Et pourtant, chaque éléphant agit de la même manière. Peu importe le drapeau, l’idéologie, le système : la fourmi n’est jamais perçue que comme une ressource, une masse anonyme vouée au travail ou à la servitude.

Nous aimons croire que nous avons une marge de manœuvre, que nous sommes les architectes de notre destin, que nos décisions portent du poids. Mais lorsque les éléphants s’affrontent, ce ne sont jamais eux qui chutent, ce sont les fourmis sous leurs pieds.

Seule l’organisation des fourmis pourrait renverser cette logique.

Mais le pourrait-elle vraiment, ou n’est-ce là qu’une illusion de plus ?

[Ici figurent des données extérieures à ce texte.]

Issue #1176, opened 2022-08-31
🚀 wrap code of `git blame` in block of code only


timsu92:
Currently, there's no wrap to the code. So, if the code is too long in width, it will be wrapped by terminals to the next line, which is in the same place as `--blame-format`.

I hope it can wrap the codes in the right of line numbers.

timsu92:
True.
However, that targets `git diff`, which already has a working solution(with some bug) at least in side-by-side view.

dandavison:
What's the bug you're referring to @timsu92?

timsu92:
I haven't searched for exist issue yet. I'll search for that or raise a new one.

PR #1194, opened 2022-09-16
Add codeberg link parsing

p00f:


dandavison:
OK, merged this, thanks very much!

> (Can the "configuration" for the major ones i.e. sourcehut and codeberg be built-in along with github and gitlab?)

Sure. But, actually, I wonder whether maybe this is more work than it's worth. Can you think of a good configuration interface/API for users to specify this parsing logic? We have `--file-transformation` where users supply a sed-style transformation, but it would need to be more complicated than that. I'm thinking perhaps there are more important things to work on in delta (e.g. line wrapping in the non-side-by-side cases #1176 #299)

p00f:
In #1176 and #299 the issue is that blame and non-side-by-side are not wrapped, correct?

PR #1205, opened 2022-10-05
Ensure tabs always end at a multiple of the tab width

th1000s:
Plus clippy warnings, but this pushes the minimally supported rust version to 1.62 now via [`then_some()`](https://doc.rust-lang.org/std/primitive.bool.html#method.then_some).


dandavison:
Hi @th1000s, nice to see you.

I'm getting a crash on this branch with the diff below, but not when piping explicitly into delta -- only when allowing git to invoke delta. Can you reproduce that? (The diff introduces one tab character on l.16)

```diff
diff --git a/Makefile b/Makefile
index 6176427..a48a901 100644
--- a/Makefile
+++ b/Makefile
@@ -13,7 +13,7 @@ unit-test:
 	cargo test
 
 end-to-end-test: build
-	./tests/test_raw_output_matches_git_on_full_repo_history
+		./tests/test_raw_output_matches_git_on_full_repo_history
 	./tests/test_deprecated_options > /dev/null
 	./tests/test_navigate_less_history_file
 
```

```
thread 'main' panicked at 'String mismatch encountered while superimposing style sections: ' ' vs '.'', src/paint.rs:949:17
stack backtrace:
   0: rust_begin_unwind
             at /rustc/4b91a6ea7258a947e59c6522cd5898e7c0a6a88f/library/std/src/panicking.rs:584:5
   1: core::panicking::panic_fmt
             at /rustc/4b91a6ea7258a947e59c6522cd5898e7c0a6a88f/library/core/src/panicking.rs:142:14
   4: delta::paint::Painter::paint_lines
   5: delta::paint::paint_minus_and_plus_lines
   6: delta::paint::Painter::paint_buffered_minus_and_plus_lines
   7: delta::handlers::hunk::<impl delta::delta::StateMachine>::handle_hunk_line
   8: delta::delta::delta
   9: delta::main
note: Some details are omitted, run with `RUST_BACKTRACE=full` for a verbose backtrace.
```

th1000s:
Not reproducible for me, neither with debug nor release (nor full re-)builds using Rust 1.64.0. Maybe it is part of your `~/.gitconfig` or the repo config? Running it with `HOME=/ git ...` here also works fine.

In `prepare_raw_line()` the order of adding a newline and calling `ansi_preserving_slice()` is flipped, but both result in the same string with a trailing newline. When using this code path via e.g. `git diff --word-diff=color` everything works as expected.

dandavison:
Hi @th1000s, sorry to be slow here. You're right -- it was dependent on gitconfig. The crash can be reproduced by setting

```
[diff]
    colorMovedWS = allow-indentation-change
```

and viewing this diff:

```diff
diff --git a/Makefile b/Makefile
index 6176427..a48a901 100644
--- a/Makefile
+++ b/Makefile
@@ -13,7 +13,7 @@ unit-test:
 	cargo test
 
 end-to-end-test: build
-	./tests/test_raw_output_matches_git_on_full_repo_history
+		./tests/test_raw_output_matches_git_on_full_repo_history
 	./tests/test_deprecated_options > /dev/null
 	./tests/test_navigate_less_history_file
 
```

although, apparently not when piping to delta; only when the delta process is started by git.

th1000s:
Variable tab expansion is quite tricky, and I have to ask: Is this worth it? Most tabs in code will be leading ones which work fine with the fixed expansion method, and tabstops will continuously cause quite a bit of work in the future since they concern two different abstraction layers.

What do you think @nickelc @wescande @tjquillan @MarcoIeni? Do you want to keep maintaining this @dandavison? :)

Also, in some of the grep cases the non-fixed tab expansion can be used. And more tests with raw inputs are needed.

MarcoIeni:
I don't maintain or use delta. Please don't ping me unless you need help with ci, thanks :)

dandavison:
> Is this worth it?

I am finding this hard to answer: I never work in repos with tabs, except for in Makefiles, and there they are always at the beginning of lines. But that's not to say I don't want delta to work well with repos where tabs are used differently.

CharlemagneLasse:
> Is this worth it?

If you ever worked in Linux kernel or related code bases - definitely worth it. Let us count relevant lines in linux-next 20240216:

```
$ git grep '[^'$'\t'']'$'\t' |wc -l
2293788
```

dandavison:
> I see, raw ansi codes produced by colorMovedWS or colorMoved cause this

I'm sorry @th1000s -- I think that you have fixed this bug (right?), but when I read

> Variable tab expansion is quite tricky, and I have to ask: Is this worth it?

I mistakenly concluded that you had not yet fixed it. So is there anything more needed on this branch, or was it ready to merge almost a year ago?

chtenb:
Apart from tab-indented codebased, TSV files is another case this comes up.

PR #1216, opened 2022-10-24
measure_text_width() without constructing a temporary string

th1000s:
The improvement probably can't be measured, but still feels right :)


dandavison:
Agreed, thanks! cc @zhiburt who is using code from this module in [ansitok](https://gitlab.com/zhiburt/ansitok/) and [tabled](https://github.com/zhiburt/tabled) and hence it is being used in display of all tabular data by [nushell](https://github.com/nushell/nushell). (There's been an emphasis on performance in that work.)

Issue #1114, opened 2022-06-28
Doesn't work with git version `2.37.0`


boris-petrov:
Using delta 0.13.0. I have this in my `.gitconfig` file:

```
[interactive]
	diffFilter = delta --color-only
```

Which worked great when using `git add -p`. Since version 2.37.0 of git, it blows up:

```
error: could not parse colored hunk header
```

And then some random stuff.

OJFord:
Workaround:
```ini
[add.interactive]
    useBuiltin = false
```

(Credit to @malsyned in issue linked above)

phil-blain:
I would say it is a Git regression, and should be reported to the Git mailing list: http://git-scm.com/community.

phil-blain:
> I would say it is a Git regression, and should be reported to the Git mailing list: http://git-scm.com/community.

Reported here: https://lore.kernel.org/git/ecf6f5be-22ca-299f-a8f1-bda38e5ca246@gmail.com/T/#u

boris-petrov:
Indeed it is! Thanks!

WhyNotHugo:
Fixed for me too. Thanks for following up!

PR #1228, opened 2022-11-05
Remove Git 2.37 workaround from install docs

adamchainz:
The bug was fixed in Git 2.38, as noted on original issue: https://github.com/dandavison/delta/issues/1114#issuecomment-1265920597

I guess we can remove this from the docs now, so new users don’t switch to the old interactive `add`.

I thought of adding a section “If you’re using Git 2.37...” but that seemed too specific. If anyone encounters the error, hopefully they’ll search for it and see they need to upgrade Git.

### DIFF
--- a/README.md
+++ b/README.md
@@ -23,8 +23,6 @@
 
 [interactive]
     diffFilter = delta --color-only
-[add.interactive]
-    useBuiltin = false # required for git 2.37.0
 
 [delta]
     navigate = true    # use n and N to move between diff sections


adamchainz:
It also seems the workaround was never added to the docs: https://github.com/dandavison/delta/blob/master/manual/src/get-started.md

Perhaps removing the GitHub README and pointing only to the docs site would be a good idea, to reduce redundant redundancy (that is redundant).

dandavison:
Thanks @adamchainz! I agree. I think I do like having the quick start instructions in the Github README landing page so that people who are used to installing and configuring things like this can do it very quickly without any clicking around.

adamchainz:
Thanks for the fast review. Fair enough on keeping on GitHub.

PR #1238, opened 2022-11-16
ci: improve formatting

MarcoIeni:
It looks better like this. What do you think?
It's the same syntax used [here](https://github.com/rust-github/rust-gh-example/blob/main/.github/workflows/cd.yml).

EDIT:
- [x] apply it also in ci.yaml


dandavison:
Agreed, thanks!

When Elephants Fight, Ants Get Crushed

We are all born into a prestructured world, a territory where traditions, societies, nations, and organizations layer over one another. A prefabricated space where everything seems already in place, predetermined before we even enter it. We arrive like ants, destined for labor, inscribed into a social, economic, and political machinery that, over time, has risen above us, monumental and relentless.

Yet, the ant is a powerful being in its own right. Individually fragile, but collectively capable of building organic cities, rigorously complex structures. In an anthropomorphic leap, one could imagine ants carrying the elephant on their backs, sustaining it, giving it strength and power. But the elephant, whether political, economic, or ideological, holds no loyalty to the anthill. No matter which one reigns, the fate of the ants remains the same, whether they carry one colossus or another.

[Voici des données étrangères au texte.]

PR #1304, opened 2019-09-23
Scripting

abist:
Added scriptSelect to extension and opened APIs for further scripting actions.


src/controllers/connectionManager.ts
```diff
@@ -722,6 +735,23 @@ export default class ConnectionManager {
         });
     }
 
+    /**
+	 * Gets the connection string to send to the middleware
```
Charles-Gagnon: >	  [](start = 0, length = 2)

nit: spacing (you can visualize this in VS Code with View: Toggle Render Whitespace command to make this easy to spot)

src/controllers/connectionManager.ts
```diff
@@ -722,6 +735,23 @@ export default class ConnectionManager {
...
+	 */
+    public async getConnectionString(connection: Interfaces.IConnectionCredentials): Promise<string> {
+		let connectionString: string;
+
+		if (connection.authenticationType === 'Integrated') {
+            connectionString =
+            `Data Source=${connection.server + (connection.port ? `,${connection.port}` : '')};Initial Catalog=${connection.database};Integrated Security=True`;
+		} else {
```
Charles-Gagnon: Is this going to be correct if a port is specified? Don't you need to add the , in or is that already added in that case?

abist: I copied this code from ADS

src/controllers/mainController.ts
```diff
@@ -189,18 +189,27 @@ export default class MainController implements vscode.Disposable {
...
+                    if (!this.connectionManager.isConnected(uri.toString())) {
+                        const connectionCreds = node.connectionCredentials;
+                        const databaseName = `${escapeCharacters(self.getDatabaseName(node))}`;
+                        node.connectionCredentials.database = databaseName;
+                        this._statusview.languageFlavorChanged(uri.toString(), Constants.mssqlProviderName);
+                        this._statusview.sqlCmdModeChanged(uri.toString(), false);
+                        await this.connectionManager.connect(uri.toString(), connectionCreds);
+                        const selectStatement = await this._scriptingService.scriptSelect(node, uri.toString());
+                        self.onNewQuery(node.sessionId, selectStatement).then((result) => {
+                            if (result) {
```
Charles-Gagnon: This is already async - suggest just using await unless you have a specific reason for not wanting to wait for onNewQuery to complete

src/objectExplorer/objectExplorerService.ts
```diff
@@ -68,6 +68,7 @@ export class ObjectExplorerService {
                     }
                 }
                 // set connection and other things
+                // let credentials = self._currentNode.connectionCredentials;
                 if (self._currentNode) {
```
Charles-Gagnon: remove?

src/objectExplorer/objectExplorerUtils.ts
```diff
@@ -5,6 +5,7 @@
 import * as path from 'path';
 import { TreeNodeInfo } from './treeNodeInfo';
 import { IConnectionProfile } from '../models/interfaces';
+import Constants = require('../constants/constants');
```
Charles-Gagnon: Just use import

src/objectExplorer/objectExplorerUtils.ts
```diff
@@ -15,8 +16,13 @@ export class ObjectExplorerUtils {
             return path.join(ObjectExplorerUtils.rootPath, `${label}.svg`);
         }
     }
-
     public static getNodeUri(node: TreeNodeInfo): string {
```
Charles-Gagnon: >getNodeUri [](start = 18, length = 10)

Your changes aren't really doing this anymore though - you're always getting the Server node URI. Why is this change necessary?

src/scripting/scriptingService.ts
```diff
@@ -0,0 +1,95 @@
...
+
+    constructor(
+        private _connectionManager: ConnectionManager,
+        private _vscodeWrapper: VscodeWrapper
+    ) {
+        this._client = this._connectionManager.client;
+    }
+
+    // map for the version of SQL Server (default is 140)
+    readonly scriptCompatibilityOptionMap = {
```
Charles-Gagnon: Bleh...we should really be supporting 150. But in general I'm not a fan of us having these hard coded values everywhere since it makes vBump a huge pain. Nothing I expect you to fix right now but if you could be thinking about ways to make this not be duplicated as much that'd be good.

src/views/connectionUI.ts
```diff
@@ -454,6 +454,9 @@ export class ConnectionUI {
     private validateAndSaveProfile(profile: Interfaces.IConnectionProfile): PromiseLike<Interfaces.IConnectionProfile> {
         const self = this;
         let uri = self.vscodeWrapper.activeTextEditorUri;
+        // if (self.vscodeWrapper.isEditingSqlFile) {
+        //     uri = self.vscodeWrapper.activeTextEditorUri;
+        // }
```
Charles-Gagnon: remove

src/controllers/connectionManager.ts
Charles-Gagnon: Doesn't mean it's correct. You should verify yourself to make sure it's doing the right thing because to me it seems like it isn't. 

---
In reply to: [327252219](https://github.com/microsoft/vscode-mssql/pull/1304#discussion_r327252219) [](ancestors = 327252219)

src/objectExplorer/objectExplorerUtils.ts
abist: https://github.com/microsoft/vscode-mssql/pull/1301/files#diff-9401975d07f4df26ce1df2d776b8c746R277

The elephants have carved up the world, drawn invisible borders, and established rules that, by their mere existence, determine who owns, who controls, who dominates. They have structured resource distribution, codified the dynamics of production and consumption, and shaped the balance of power between labor and profit. But at the core of this system, the ants scurry about. They produce, they consume, they submit to the directives of an elephant whose true scope and intentions they will never fully grasp.

Sometimes, they are even called upon to sacrifice themselves for one elephant over another. On battlefields, they fight one another, convinced they are defending an ideal, when in reality, they are merely pawns in a clash of titans. In the economic arena, they boycott one colossus to favor another, believing they are making a choice, when in fact, they are simply feeding the same mechanism.

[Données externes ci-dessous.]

PR #1310, opened 2019-09-24
Fix SQLCMD mode

abist:
Fixed issue in SQLCMD mode when you would try to toggle SQL CMD without a query runner. Also show SQLCMD only when text editor is connected.

Also cleaned up OE nodes when removed.


src/controllers/mainController.ts
```diff
@@ -288,35 +289,40 @@ export default class MainController implements vscode.Disposable {
...
     }
 
+    /**
+     * Helper function to toggle SQLCMD mode
+     */
+    private async toggleSqlCmdMode(isSqlCmd: boolean): Promise<boolean> {
+        return this._outputContentProvider.toggleSqlCmd(this._vscodeWrapper.activeTextEditorUri).then(async () => {
+            await this._connectionMgr.onChooseLanguageFlavor(true, !isSqlCmd);
+            return Promise.resolve(true);
+        });
```
Charles-Gagnon: Why are you not using async/await for the whole thing?

```
await this._outputContentProvider.toggleSqlCmd(this._vscodeWrapper.activeTextEditorUri);
await this._connectionMgr.onChooseLanguageFlavor(true, !isSqlCmd);
return true;
```

I also don't see the point in returning a boolean here since you never return false.

src/controllers/mainController.ts
```diff
@@ -288,35 +289,40 @@ export default class MainController implements vscode.Disposable {
...
     /**
      * Handles the command to enable SQLCMD mode
      */
     private async onToggleSqlCmd(): Promise<boolean> {
         let isSqlCmd: boolean;
-        const queryRunner = this._outputContentProvider.getQueryRunner(this._vscodeWrapper.activeTextEditorUri);
+        const uri = this._vscodeWrapper.activeTextEditorUri;
+        const queryRunner = this._outputContentProvider.getQueryRunner(uri);
         const promise = new Promise<boolean>(async (resolve, reject) => {
+            // if a query runner exists, use it
```
Charles-Gagnon: Shouldn't need to wrap this in a promise - it's already async.

src/controllers/mainController.ts
```diff
@@ -288,35 +289,40 @@ export default class MainController implements vscode.Disposable {
...
+            return Promise.resolve(true);
+        });
+    }
+
+
     /**
      * Handles the command to enable SQLCMD mode
      */
     private async onToggleSqlCmd(): Promise<boolean> {
         let isSqlCmd: boolean;
```
Charles-Gagnon: The only place this is called doesn't even use the return value so I don't really see the point in having it

src/controllers/mainController.ts
```diff
@@ -672,22 +678,31 @@ export default class MainController implements vscode.Disposable {
...
+                            connectionCreds.password = password;
+                        }
+                    }
                     this._statusview.languageFlavorChanged(uri.toString(), Constants.mssqlProviderName);
+                    await this.connectionManager.connect(uri.toString(), connectionCreds);
                     this._statusview.sqlCmdModeChanged(uri.toString(), false);
-                    let result = await this.connectionManager.connect(uri.toString(), connectionCreds);
-                    return Promise.resolve(result);
+                    return Promise.resolve(true);
                 }
```
Charles-Gagnon: Just return true, no point in wrapping it in a Promise.resolve

src/controllers/webviewController.ts
```diff
@@ -60,7 +60,7 @@ export class WebviewPanelController implements vscode.Disposable {
                     // give a 2 sec delay because the the webview visible event is fired
                     // before the angular component is actually built. Give time for the
                     // angular component to show up
-                    setTimeout(async () => await this.queryRunner.refreshQueryTab(), 1700);
+                    setTimeout(async () => await this.queryRunner.refreshQueryTab(), 2000);
                 }
```
Charles-Gagnon: Why? How do you know this new value is high enough?

Charles-Gagnon:
>         bar.sqlCmdMode.command = Constants.cmdToggleSqlCmd;

This should be localized

---
Refers to: src/views/statusView.ts:215 in c109e32. [](commit_id = c109e3288caa421f6ea421f376d9c314e04ff115, deletion_comment = False)

src/controllers/webviewController.ts
abist: This came from testing myself initially from the initial PR, and hence the comment on the top. I made some perf changes, which led it query results loading faster, but it takes more time on script as select, for example

abist:
> > ```
> >     bar.sqlCmdMode.command = Constants.cmdToggleSqlCmd;
> > ```
> 
> This should be localized
> 
> Refers to: src/views/statusView.ts:215 in [c109e32](https://github.com/microsoft/vscode-mssql/commit/c109e3288caa421f6ea421f376d9c314e04ff115). [](commit_id = [c109e32](https://github.com/microsoft/vscode-mssql/commit/c109e3288caa421f6ea421f376d9c314e04ff115), deletion_comment = False)

It's an extension constant, don't think it needs to.

abist:
> Looks fine logic-wise but it'd be great if you could be cleaning up all this old Promise-style async code as you're fixing these issues. There's a lot of unnecessary cruft and it makes it a lot more annoying to follow the logic vs async/await.
> 
> Also in case you haven't noticed the appveyor builds have been failing intermittenly quite a bit recently due to hitting the 1 hour limit our account has for the build. I would suggest looking into improving the build time at some point (looking into the build caching stuff Anythony just added to ADS seems like a good place to start) since not having PR validation a lot of the time is definitely not a great state to be in.

I would want to move to async/await as well, but a lot of the logic already written is in Thenables and I don't want to touch them without breaking stuff since I'm pretty much the only one testing the extension. I want to own the extension as a committer and work on the steps you mentioned above. However, I'm reluctant to make huge changes since it has side effects on all features.

Charles-Gagnon:
Shoot, sorry about the localize comment. Forgot that GitHub does that when you select lines that are outside the displayed sections in the PR. 

Anyways that's referring to https://github.com/microsoft/vscode-mssql/blob/c109e3288caa421f6ea421f376d9c314e04ff115/src/views/statusView.ts#L214

PR #1313, opened 2019-09-24
add script select for views too

abist:


abist:
@Charles-Gagnon @kburtram Will merge later this afternoon if I don't hear anything because I want to test all features in conjunction as soon as I can.

Issue #1324, opened 2019-09-24
Contents not redrawn when switching between multiple results windows


kenvanhyning:
Testing for September release on Windows x64 pkg.

Steps to Reproduce:

1.  Create new query and attach to server 1, type a simple query
2.  Execute query
3. Create another new query and attach to server 2, type another simple query
4. Execute second query

UI will have 2 results windows.  Results from #4 are visible on top of #2 

5. Click on the tab for #2 
6. UI displays: 
![image](https://user-images.githubusercontent.com/7833721/65553343-84e03100-dedb-11e9-8dde-8a49b35fcba6.png)

No results are ever redrawn.

Console in developer tools has this error:
mainThreadExtensionService.ts:65 SyntaxError: Unexpected token r in JSON at position 0
	at JSON.parse (<anonymous>)
	at MessageProxy.onReceive (c:\Users\kenvh\.vscode\extensions\ms-mssql.mssql-1.7.0\out\src\protocol.js:69:30)
	at constructor.self.protocol.onMessage.message.disposables.push.self.protocol.onMessage.val (c:\Users\kenvh\.vscode\extensions\ms-mssql.mssql-1.7.0\out\src\protocol.js:41:79)
	at u.fire (c:\Program Files\Microsoft VS Code\resources\app\out\vs\workbench\services\extensions\node\extensionHostProcess.js:50:207)
	at d.$onMessage (c:\Program Files\Microsoft VS Code\resources\app\out\vs\workbench\services\extensions\node\extensionHostProcess.js:611:836)
	at d._doInvokeHandler (c:\Program Files\Microsoft VS Code\resources\app\out\vs\workbench\services\extensions\node\extensionHostProcess.js:623:396)
	at d._invokeHandler (c:\Program Files\Microsoft VS Code\resources\app\out\vs\workbench\services\extensions\node\extensionHostProcess.js:623:88)
	at d._receiveRequest (c:\Program Files\Microsoft VS Code\resources\app\out\vs\workbench\services\extensions\node\extensionHostProcess.js:621:783)
	at d._receiveOneMessage (c:\Program Files\Microsoft VS Code\resources\app\out\vs\workbench\services\extensions\node\extensionHostProcess.js:620:605)
	at define.constructor._protocol.onMessage.e (c:\Program Files\Microsoft VS Code\resources\app\out\vs\workbench\services\extensions\node\extensionHostProcess.js:618:791)
[...]

PR #1330, opened 2019-09-25
retain results when hidden

abist:
Fixes https://github.com/microsoft/vscode-mssql/issues/1324

Instead of having the logic for refreshing the views, retain the webview content.

### DIFF
--- a/src/controllers/webviewController.ts
+++ b/src/controllers/webviewController.ts
@@ -34,40 +34,16 @@ export class WebviewPanelController implements vscode.Disposable {
         uri: string,
         title: string,
         serverProxy: IServerProxy,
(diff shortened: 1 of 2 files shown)


Charles-Gagnon:
>         const proxy: IServerProxy = {

You should be able to remove queryRunner from this as a param too - it doesn't appear to be used anywhere else here

---
Refers to: src/models/sqlOutputContentProvider.ts:143 in 0ad1177. [](commit_id = 0ad117722868bbebfd5636f53a2b4c4a2257946e, deletion_comment = False)

abist:
Closing this as we won't be going this route most likely.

And yet, every elephant behaves the same way. No matter the flag, the ideology, the system, the ant is never seen as anything more than a resource, a nameless mass, bound to labor or servitude.

We like to believe that we have some margin of control, that we are the architects of our fate, that our decisions carry weight. But when elephants fight, they never fall—it is the ants beneath them that are crushed.

Only through the collective organization of ants could this logic be overturned.

But could it truly, or is that just another illusion?